» YOUR INSTRUCTIONS: Every line from the top of the material through the line holding "- The behavioral" should be copied exactly, and only those lines.

----

PR #2157, opened 2026-09-12
Add the managed plugin daemon API

Aaronontheweb:
Netclaw needs daemon ownership for plugin configuration and explicit retries.

This change adds authenticated `/api/plugins` routes.

The API preserves unrelated configuration and rejects invalid values before persistence.

It returns the stable source ID and current manifest name as separate fields.

The shared sync actor supports an explicit retry pass for rejected commits.

Validation:

- This branch builds against the preceding PR.
- The full stack passed 8,588 tests and skipped 23 environment-specific tests.
- Slopwatch found no issues.
- The file-header and diff checks passed.

Depends on #2162.
Part of #2134.

## Pull request stack

Review and merge these pull requests in this order:

1. #2160: Adopt plugin-neutral source and state contracts.
2. #2161: Add Agent Plugins and Codex package adapters.
3. #2162: Publish managed plugins during external sync.
4. #2157: Add the managed plugin daemon API.
5. #2158: Add the managed plugin CLI.

This pull request is step 4.

PR #2158, opened 2026-09-12
Add the managed plugin CLI

Aaronontheweb:
This PR adds the top-level `netclaw plugin` lifecycle. It supports stable JSON list output and safe daemon error details.

Named plugin actions now sync only one source. `netclaw plugin update --all` syncs plugins without a skill-server fetch. `netclaw skill sync` remains the complete feed and plugin pass.

The daemon carries a plugin-only config scope across a soft restart. The shared actor coalesces equal scopes and retry policies. It queues other requests and limits distinct queued passes. Excess requests receive a safe HTTP 503 response.

This PR also aligns the OpenSpec root-manifest rule with the code. `auto` selects root `plugin.json` whenever that file exists. An invalid root cannot fall through to Codex.

Validation:

- The full .NET solution test command passed.
- The focused daemon tests passed 49 cases. The CLI command tests passed 36 cases.
- The native plugin-management smoke scenario passed four checks.
- Strict OpenSpec validation passed. Slopwatch found zero issues. File headers and the diff check passed.
- The behavioral eval needs provider type, endpoint, and model values. Those values are unset here.
- The native TUI tapes did not run. This PR does not change a TUI surface.

Depends on #2157. This PR completes the direct Git operator path in #2134. Draft PR #2186 specifies later catalog work.

## Pull request stack

Review and merge these pull requests in order:

1. #2160: Adopt plugin-neutral source and state contracts.
2. #2161: Add Agent Plugins and Codex package adapters.
3. #2162: Publish managed plugins during external sync.
4. #2157: Add the managed plugin daemon API.
5. #2158: Add the managed plugin CLI and scoped sync.

This pull request is step 5.


src/Netclaw.Cli.Tests/Skills/SkillCommandTests.cs
```diff
@@ -149,6 +160,175 @@ public async Task Sync_posts_to_the_daemon_and_reports_a_successful_pass()
...
+        {
+            requested = true;
+            return FakeHttpMessageHandler.JsonResponse(new { });
+        });
+
+        var exit = await SkillCommand.RunAsync(
+            ["skill", "plugin", "remove", "fixture"],
+            _paths,
+            TimeProvider.System,
+            new StringReader("no\n"),
```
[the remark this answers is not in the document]
Aaronontheweb: Fixed in ba2b7c52. The test now owns and disposes the StringReader.

src/Netclaw.Cli/Skills/PluginCommand.cs
```diff
@@ -0,0 +1,485 @@
...
+        catch (OperationCanceledException)
+        {
+            output.WriteLine("Plugin command canceled.");
+            return 1;
+        }
+        catch (Exception ex)
+        {
+            output.WriteLine($"Plugin command failed: {ex.Message}");
+            return 1;
+        }
```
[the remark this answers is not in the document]
Aaronontheweb: This command boundary maps unexpected failures to exit code 1. The finally block always removes the Ctrl+C handler.

Aaronontheweb (commented):
Adversarial review complete.

I found and fixed three CLI defects:

- Feed names could collide with plugin names in sync results.
- Usage errors returned the wrong exit code.
- Help text described the wrong daemon requirement.

I also fixed the valid StringReader disposal comment. The full CLI test project passes. I found no remaining defect in this slice.

src/Netclaw.Cli/Daemon/DaemonApi.cs
```diff
@@ -211,17 +211,96 @@ public async Task<List<SessionCatalogEntryDto>> ListSessionsAsync(
...
+        CancellationToken ct = default)
+    {
+        var client = CreateHttpClient();
+        client.Timeout = Timeout.InfiniteTimeSpan;
+        using var response = await client.PostAsJsonAsync(
+            $"{_endpoint}/api/skills/plugins",
+            request,
+            JsonDefaults.Api,
+            ct);
+        response.EnsureSuccessStatusCode();
```
Aaronontheweb: [P1] Preserve the daemon error detail. These endpoints return safe ProblemDetails for request, conflict, candidate, scanner, transport, and timeout failures. `EnsureSuccessStatusCode()` discards that body. `GitSkillPluginCommand` then prints only the HTTP status. An operator cannot distinguish a missing tag from an invalid format or duplicate name. Please parse and show the safe detail. Add error-path tests.

src/Netclaw.Cli/Skills/GitSkillPluginCommand.cs
```diff
@@ -0,0 +1,521 @@
...
+            eventArgs.Cancel = true;
+            cancellation.Cancel();
+        };
+        Console.CancelKeyPress += cancelHandler;
+        try
+        {
+            return action switch
+            {
+                "install" => await InstallAsync(args, daemonApi, timeProvider, input, output, cancellation.Token),
+                "list" => args.Length == 3
```
Aaronontheweb: [P2] Add machine-readable list output. This branch rejects `netclaw skill plugin list --json` with exit code 2. SPEC-004 requires optional JSON output for automation. The installed commit, version, and status need a stable machine contract. Please add `--json` and a result-shape test.

Aaronontheweb (commented):
The stack review found two CLI defects. The public command family also needs a product decision before release. Current code imports Codex compatibility packages, not Agent Plugins packages. If #2135 makes the plugin the durable resource, prefer `netclaw plugin` now. Keep `netclaw skill sync` as the cross-source operation. Add `plugin update` as a clear command for a plugin refresh. The stack also lacks the required PRD and OpenSpec change. Please establish that contract before merge. The screenshot check also fails because an ONNX Runtime warning enters the TUI output.

src/Netclaw.Cli/Skills/PluginCommand.cs
```diff
@@ -0,0 +1,675 @@
...
+                plugin => string.Equals(plugin.SourceId, sourceId, StringComparison.OrdinalIgnoreCase)).ToList();
+        if (targets.Count == 0)
+        {
+            output.WriteLine(updateAll
+                ? "No managed plugins."
+                : $"Plugin source '{sourceId}' does not exist.");
+            return updateAll ? 0 : 1;
+        }
+
+        var sync = await api.SyncSkillsAsync(cancellationToken, retryRejected);
```
Aaronontheweb, line 280: [P2] Keep a named update within the confirmed scope.

The prompt confirms one plugin. This call starts the global external sync, which updates every enabled feed and plugin.

With --retry-rejected, the pass also retries every durable rejection. The command then hides unrelated results from the operator.

Add a target source to the shared request. Another valid option is to require --all and describe the global effect. Add a two-source regression test.

Aaronontheweb (commented):
The top-level command family and JSON contract fit the approved product direction.

One required command-scope correction remains in the inline thread.

I reviewed commit b7eb4334. Local checks passed with 8,588 tests, strict OpenSpec validation, Slopwatch, headers, and diff checks.

Local evals lacked provider credentials. Chromium lacked a usable sandbox for native tapes. GitHub checks are still active.

src/Netclaw.Cli/Skills/PluginCommand.cs
Aaronontheweb: This finding remains open at ddc63d01. The shared sync actor needs a source-scoped request before this command can report a named update safely. Issue #2185 tracks that contract with catalog sync. Keep this PR open until the command touches only the named source.

Aaronontheweb (commented):
The direct Git stack uses a sound ownership split. The daemon validates and stores sources. The shared actor coordinates feeds and installed plugins. The CLI presents daemon results.

I reviewed the five restacked layers at ddc63d01. Each PR merges into its intended base. The portable root now wins whenever it exists, even when it is invalid. The API no longer returns local config paths. I confirmed both fixes with endpoint and acquisition tests.

The named update defect remains open in the existing #2158 thread. The command still runs a complete external pass and reports one plugin. It can update other plugins and retry other rejected commits. Do not merge the CLI layer until a source-scoped request resolves this defect.

The marketplace contract is separate in #2185. No catalog command or catalog sync exists in this revision. Do not describe this stack as marketplace support.

I ran 1,231 daemon tests, 1,547 CLI tests, six smoke LLM tests, and two native plugin smoke scenarios. Slopwatch and header checks passed. Current CI is still in progress. These checks do not prove a safe named update.

src/Netclaw.Cli/Skills/PluginCommand.cs
Aaronontheweb: The same scope defect also affects install, enable, disable, and remove. PluginCommand calls SyncSkillsAsync for those mutations at lines 337 and 382. A plugin lifecycle action can start feed and unrelated plugin updates. A source-scoped sync must cover these commands too. Keep netclaw skill sync as the complete pass.

Aaronontheweb: Fixed in f6954f97. Install, enable, disable, remove, and named update now request one plugin source. `plugin update --all` requests a plugin-only pass. A plugin-only soft restart keeps that scope when the config file matches. `skill sync` remains the complete pass. The focused daemon and CLI tests pass, and the native plugin smoke scenario passes.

----

» ANSWER AREA:
PR #2157, opened 2026-09-12
Add the managed plugin daemon API

Aaronontheweb:
Netclaw needs daemon ownership for plugin configuration and explicit retries.

This change adds authenticated `/api/plugins` routes.

The API preserves unrelated configuration and rejects invalid values before persistence.

It returns the stable source ID and current manifest name as separate fields.

The shared sync actor supports an explicit retry pass for rejected commits.

Validation:

- This branch builds against the preceding PR.
- The full stack passed 8,588 tests and skipped 23 environment-specific tests.
- Slopwatch found no issues.
- The file-header and diff checks passed.

Depends on #2162.
Part of #2134.

## Pull request stack

Review and merge these pull requests in this order:

1. #2160: Adopt plugin-neutral source and state contracts.
2. #2161: Add Agent Plugins and Codex package adapters.
3. #2162: Publish managed plugins during external sync.
4. #2157: Add the managed plugin daemon API.
5. #2158: Add the managed plugin CLI.

This pull request is step 4.

PR #2158, opened 2026-09-12
Add the managed plugin CLI

Aaronontheweb:
This PR adds the top-level `netclaw plugin` lifecycle. It supports stable JSON list output and safe daemon error details.

Named plugin actions now sync only one source. `netclaw plugin update --all` syncs plugins without a skill-server fetch. `netclaw skill sync` remains the complete feed and plugin pass.

The daemon carries a plugin-only config scope across a soft restart. The shared actor coalesces equal scopes and retry policies. It queues other requests and limits distinct queued passes. Excess requests receive a safe HTTP 503 response.

This PR also aligns the OpenSpec root-manifest rule with the code. `auto` selects root `plugin.json` whenever that file exists. An invalid root cannot fall through to Codex.

Validation:

- The full .NET solution test command passed.
- The focused daemon tests passed 49 cases. The CLI command tests passed 36 cases.
- The native plugin-management smoke scenario passed four checks.
- Strict OpenSpec validation passed. Slopwatch found zero issues. File headers and the diff check passed.
- The behavioral eval needs provider type, endpoint, and model values. Those values are unset here.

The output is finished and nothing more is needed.